¿Están preparadas las organizaciones públicas y privadas para afrontar los cambios estructurales que implica la masificación de internet y las redes sociales?, ¿qué cambios deben realizar para afrontar exitosamente esta nueva era y dar cuenta de las expectativas de los consumidores, los usuarios o los contribuyentes? Estas son solo algunas de las preguntas que plantea y responde “Reputación En La Era Del Control Social”, el último libro del periodista y escritor Alberto Arébalos, recientemente lanzado en nuestro país.

A partir de su extensa experiencia como estratega de comunicaciones y consultor en manejo de crisis en las empresas líderes de la nueva era, como Facebook y Google, donde se desempeñó como Jefe de Comunicaciones y  Director de Comunicaciones y Asuntos Públicos, respectivamente, Arébalos, brinda en su obra un profundo análisis de nuestra época , a la que caracteriza como “ era del control social” , ya que, como explica, “la gente armada de los mecanismos de comunicación bidireccional que permite internet,  y de los mecanismos de producción, básicamente los celulares, está  en posición de ejercer un control de las organizaciones como nunca antes existió”.

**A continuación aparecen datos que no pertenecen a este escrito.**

PR #771, opened 2017-08-17
ISAICP-3713

luke-waat:


web/themes/joinup/prototype/sass/components/_form-table.sass
```diff
@@ -36,13 +44,53 @@ thead th.form-table__header
...
+      min-height: auto
+      margin: 0
+      padding: 0
+    .dropbutton
+      display: flex
+    .dropbutton-widget
+      position: static
+    .dropbutton-toggle
+      display: none
+      visibility: none
```
kalinchernev: Should be `visibility: ninja` or `visibility: hidden`, although I don't see why adding it when `display: none`

web/themes/joinup/prototype/sass/components/_form-table.sass
```diff
@@ -36,13 +44,53 @@ thead th.form-table__header
...
+    .dropbutton-action
+      position: static
```
kalinchernev: What does this line do?

web/themes/joinup/prototype/sass/components/_form.sass
```diff
@@ -98,5 +99,33 @@
 .form__description--checkbox
   margin-left: 25px
 
+// Dependencies
+// --------------------------------------------------
+.form__actions
```
kalinchernev: What are these changes related to? If they are the ones from the drupal hacks, why moving them here as they are still very specific to the drupal markup?

web/themes/joinup/prototype/sass/components/_form-table.sass
luke-waat: Done. It was duplicate, `display: none` left to avoid additional space leftovers.

web/themes/joinup/prototype/sass/components/_form-table.sass
luke-waat: My job was to style action links in the `form_table`. Unfortunately these links have dropdown markup which couldn't be changed, so I had to reset the styling and adjust links to requirements. In order to do so, first of all, to avoid overwriting of the already overwritten styles, I added a dependency to the existing styles for dropdown. These styles have been used in case of actions buttons in `form__actions` element which is completely different. After that I have added second dependency of the dropdown, but this time for `form__table`.

In the meantime, working on the `form__table`, I realised that this component is used in many places, some of the styling are duplicated and there is a chance for regression, so I decided to make minor adjustments and unifications.

web/themes/joinup/prototype/sass/components/_form.sass
luke-waat: I split the styles between `form` and `form-table` because I did not want to keep these styles in one place because it was completely different components but with the same markup. If you would like I can move all the styling to `_drupal-hacks` file, there is no problem.

PR #773, opened 2017-08-17
ISAICP-3697: banners text transform fix: sass

luke-waat:


luke-waat:
@kalinchernev we are already using shared classes like _bold_, _italic_, so I added new one: _uppercase_. In my opinion it might be more useful than adding modifier to elements --bold, --italic or --uppercase. What do you think?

Palabras dialogó con Arébalos para conocer más detalles sobre este libro y repasar, junto al autor las claves de este nuevo tiempo.

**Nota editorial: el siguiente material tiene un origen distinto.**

PR #2888, opened 2022-01-28
Enforce formatting in Visual Studio rather than by dotnet-format

Shane32:
This should work much better.  No need to push bad code just to have CI tests flunk it.

### DIFF
--- a/.editorconfig
+++ b/.editorconfig
@@ -256,4 +256,6 @@ dotnet_naming_rule.async_methods_end_in_async.severity = warning
 
 # Remove unnecessary import https://docs.microsoft.com/en-us/dotnet/fundamentals/code-analysis/style-rules/ide0005
 dotnet_diagnostic.IDE0005.severity = error
+
+# Enforce formatting
 dotnet_diagnostic.IDE0055.severity = error
--- a/.editorconfig
+++ b/.editorconfig
@@ -255,4 +255,5 @@ dotnet_naming_style.end_in_async_style.required_suffix = Async
 dotnet_naming_rule.async_methods_end_in_async.severity = warning
 
 # Remove unnecessary import https://docs.microsoft.com/en-us/dotnet/fundamentals/code-analysis/style-rules/ide0005
-dotnet_diagnostic.IDE0005.severity = warning
+dotnet_diagnostic.IDE0005.severity = error
+dotnet_diagnostic.IDE0055.severity = error
--- a/.github/workflows/test-code.yml
+++ b/.github/workflows/test-code.yml
@@ -47,14 +47,6 @@ jobs:
       - name: Install dependencies
         working-directory: src
         run: dotnet restore
-      - name: Check formatting
-        if: ${{ startsWith(matrix.os, 'ubuntu') }}
-        working-directory: src
-        run: |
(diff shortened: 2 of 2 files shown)


sungam3r:
Please try push some file with unnessessary usings and check if CI fails this commit.

Shane32:
It doesn’t, and nor is it designed to.   Nor would I have it do so.

Shane32:
I specifically tested it to be sure it wouldn’t.

sungam3r:
I specifically added dotnet-format to CI so that no one could merge the code that does not correspond to the defined rules. If you remove this check, then there is no protection from the fact that anyone can merge arbitrary code violating rules from any IDE (or even without any IDE). And then you or I have to correct this code yourself. Why? I don't want to bother with all that stuff.

sungam3r:
> No need to push bad code just to have CI tests flunk it.

You solve this issue in the wrong way. The right decision will be to add rules in editorconfig to make issues (whitespaces or something else) explicitly visible in IDE.

sungam3r:
> dotnet_diagnostic.IDE0005.severity = error

👍 Good, but it is not necessary to turn off dotnet-format.

Shane32:
> The right decision will be to add rules in editorconfig to make issues (whitespaces or something else) explicitly visible in IDE.

Huh? That is what this does.

> > dotnet_diagnostic.IDE0005.severity = error
>
> 👍 Good, but it is not necessary to turn off dotnet-format.

Well, it is if we want to use a source-only repo.

Shane32:
> I specifically added dotnet-format to CI so that no one could merge the code that does not correspond to the defined rules. If you remove this check, then there is no protection from the fact that anyone can merge arbitrary code violating rules from any IDE (or even without any IDE).

Yes, I know.  I know this is personal opinion, but I do not like the formatter.  I find it extremely annoying that it constantly rejects code changes because of a BOM or extra using or spacing that it isn't happy with.  So I often have to spend an extra 5-10 minutes waiting for code to be pushed tested and rejected, and I don't have that kind of time to waste.  I would much rather 'encourage' proper formatting than 'enforce' proper formatting.  I would much rather that the editor suggest changes, rather than having no idea that the code will be rejected until CI tests execute.  But I don't mind the formatter so terribly much if it's important to you.

Now in this case, you suggested that we use a source-only repo for nullability detection.  I am trying to suggest a way in which we can do so.  You suggested the exclude parameter; that didn't work.  This was another suggestion.

sungam3r:
You can setup dotnet-format to run locally if editorconfig does not work for your cases. Either as additional build step (conditional) or external command invoked by hotkey.

>  I would much rather 'encourage' proper formatting than 'enforce' proper formatting.

I would also do that, if in practice it was. Experience shows that it is not.

sungam3r:
> You suggested the exclude parameter; that didn't work.

I'll try myself.

sungam3r:
See #2890

Red: https://github.com/graphql-dotnet/graphql-dotnet/runs/4985533002?check_suite_focus=true
Green: https://github.com/graphql-dotnet/graphql-dotnet/runs/4985633359?check_suite_focus=true

Fixed in https://github.com/graphql-dotnet/graphql-dotnet/pull/2890/commits/548237e8fbb4c462fed94f4ed07fd4278e415113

Frente a un título tan fuerte, solo para empezar contanos ¿por qué denominas a nuestra época la “era del control social”?

La tesis del libro, es que la gente armada de los mecanismos de comunicación bidireccional que permite internet, y de los mecanismos de producción, básicamente los celulares, está  en posición de ejercer un control de las organizaciones como nunca antes se vio. En el libro doy cuenta de muchísimos casos, como los incidentes con la policía en Estados Unidos, incidentes con aerolíneas, con pizzerías, donde se pone de manifiesto que cuando existe una situación de fricción entre una organización  y una persona, un cliente o un ciudadano, esa persona tiene la oportunidad de registrar el hecho, comentarlo, y compartir ese momento a una escala que hasta hace unos años no era posible.

En ese sentido, la obra es un llamado de atención,  porque  una de las tesis centrales que sostengo es que quienes deben hacerse cargo de la reputación organizacional en esta nueva época son los responsables, las cabezas de las organizaciones, y no ya las personas de comunicaciones, ya que, en definitiva, al final del día la reputación es un bien activo de la marca, y el CEO, el gerente, es el responsable de eso.

¿Por esto que explicas es que decís “La comunicación es algo muy importante para dejarla en manos de los comunicadores”?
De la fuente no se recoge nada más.